Vor der Abstimmung darüber, ob die Wahlen von der Tagesordnung gestrichen werden sollten, gab es eine Aussprache darüber. Dirk Wiese (SPD) kritisierte die zugespitzte Debatte um das oberste Gericht. Die Kritik, die in den vergangenen Tagen an Frauke Brosius-Gersdorf, einer der Kandidatinnen, laut wurde, bezeichnete er als „Hetztkampagne“ gegen eine hochangesehene Juristin, die über jeden Zweifel erhaben sei.
Die Staatsrechtlerin steht bei den Unionsparteien, der katholischen Kirche und Lebensrechtsorganisationen vor allem wegen ihrer Haltung gegenüber dem Lebensschutz und zu Fragen der Abtreibungen in der Kritik. Brosius-Gersdorf war stellvertretende Koordinatorin der von der vorigen Bundesregierung eingesetzten Kommission zur reproduktiven Selbstbestimmung und Fortpflanzungsmedizin. In einer Anhörung zur Abschaffung von Paragraf 218 erklärte sie, es gebe gute Gründe dafür, dass die Garantie der Menschenwürde erst ab Geburt gelte. Der SPD-Politiker Wiese sprach davon, dass „sogenannte Lebensschützer“ und rechte Nachrichtenplattformen die Debatte um die Besetzung befeuert hätten.
Der parlamentarische Geschäftsführer der AfD-Fraktion, Bernd Baumann, erkannte in der Absetzung der Tagesordnungspunkte die „absolute Instabilität“ der Regierung. Die Personalie Brosius-Gersdorf habe das Ansehen des Bundesverfassungsgerichtes beschädigt. Der Union warf er vor, links-grüne Politik fortzusetzen, und forderte die Fraktion heraus: „Wir wollen wissen, wo Sie stehen.“ Die AfD stimmte schließlich als einzige Fraktion gegen die Absetzung der Wahlen.
Bundesverband Lebensrecht begrüßt die Entscheidung
Vonseiten der Union bedauerte Steffen Bilger (CDU/CSU), dass die Debatte über die Richterwahl in Teilen „jegliches Maß“ verloren habe. Er betonte, Bewerber um das höchstrichterliche Amt sollten „über jeden fachlichen Zweifel erhaben sein“. Dies sei nun nicht mehr gegeben, erklärte Bilger. Die Fraktionsspitze der Union hatte am Morgen der SPD mitgeteilt, die Wahl absetzen zu wollen, weil der Verdacht aufkam, dass Brosius-Gersdorf in ihren Arbeiten zur Promotion und Habilitation plagiiert haben könnte.
Britta Haßelmann, Fraktionschefin der Grünen, attackierte in ihrer Rede den CDU/CSU-Fraktionsvorsitzenden Jens Spahn. Er habe das Parlament in eine „unsägliche Situation“ gebracht.

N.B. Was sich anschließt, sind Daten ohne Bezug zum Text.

PR #2364, opened 2022-11-02
Environment Variabl PLAYWRIGHT_DRIVER_PATH

### LINKED ISSUE #2363: [Question]: Is it possible to configure a different node.exe path outside of the compiled Playwright DLL?
### Your question

In Driver.CS, the GetExecutablePath returns the path of the playwright.cmd file. The playwright.cmd file starts node runtime.

If I leave the playwright.cmd file in its original folder and update the playwright.cmd file to open node.exe from a different folder path such as a centralized location that is not within the app folder, I assumed that this would allow playwright to start with a centralized path to node.exe, However, this doesn't work so there must be other circumstances preventing this.

**I left this path/file in place and modified the cmd file to point to a centralized .playwright folder that contains node.exe**
C:\Users\userID\source\repos\MsPlaywrightTestHarness\\.playwright\node\win32_x64\playwright.cmd

**An example of a centralized folder that contains the node files that I pointed to is below -** 
C:\Users\userID\AppData\Roaming\automations\\.playwright

Is it possible to configure a different node.exe path outside of the compiled Playwright DLL? If so, what other file needs to be updated other than playwright.cmd?

From previous questions/responses on this topic, I know this issue isn't on the radar to be addressed, I'm just trying to find options that I can use to change the path where node is launched from so that we don't have multiple instances of this node folder for every playwright automation that we install on an end-user desktop. Currently we decompile the playwright DLL, make changes to allow that path of our choice (a customized "GetExecutablePath") then recompile the DLL which has been a pain to manage.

Spahn trage die Verantwortung für das Debakel und den erlittenen Schaden für das Gericht. Haßelmann attestierte Spahn „Unfähigkeit“ und unterstellte der Union, sie habe offenbar auf rechte News-Portale Einfluss genommen. Heidi Reichinnek (Linke) sprach von „rechte Narrativen“ und „haltlosen Vorwürfen“ von Rechtspopulisten gegen die Juristin. Am Horizont zeichne sich immer stärker die schwarz-blaue Koalition ab.
Die am Freitag abgesetzten Tagesordnungspunkte sahen den von der Union nominierten Richter am Bundesarbeitsgericht, Günter Spinner, und die beiden von der SPD vorgeschlagenen Rechtsprofessorinnen Brosius-Gersdorf und Ann-Katrin Kaufhold zur Nachbesetzung von drei Richterstellen am Bundesverfassungsgericht vor. Die Wahl soll nun nach der Sommerpause des Parlaments stattfinden.
Der Bundesverband Lebensrecht begrüßte, dass „viele Abgeordnete in letzter Minute ihrem Gewissen folgten“. Dass jedoch nicht die Positionen der Kandidatin Brosius-Gersdorf, sondern angebliche Plagiate zur Absetzung der Wahl führten, bezeichnete die Vorsitzende des Verbandes, Alexandra Maria Linder, als „ein peinliches Trauerspiel“. Dem SPD-Abgeordneten Wiese warf Linder vor, mit seinen Äußerungen über Lebensschützer „seriöse demokratische Debatten mundtot zu machen“.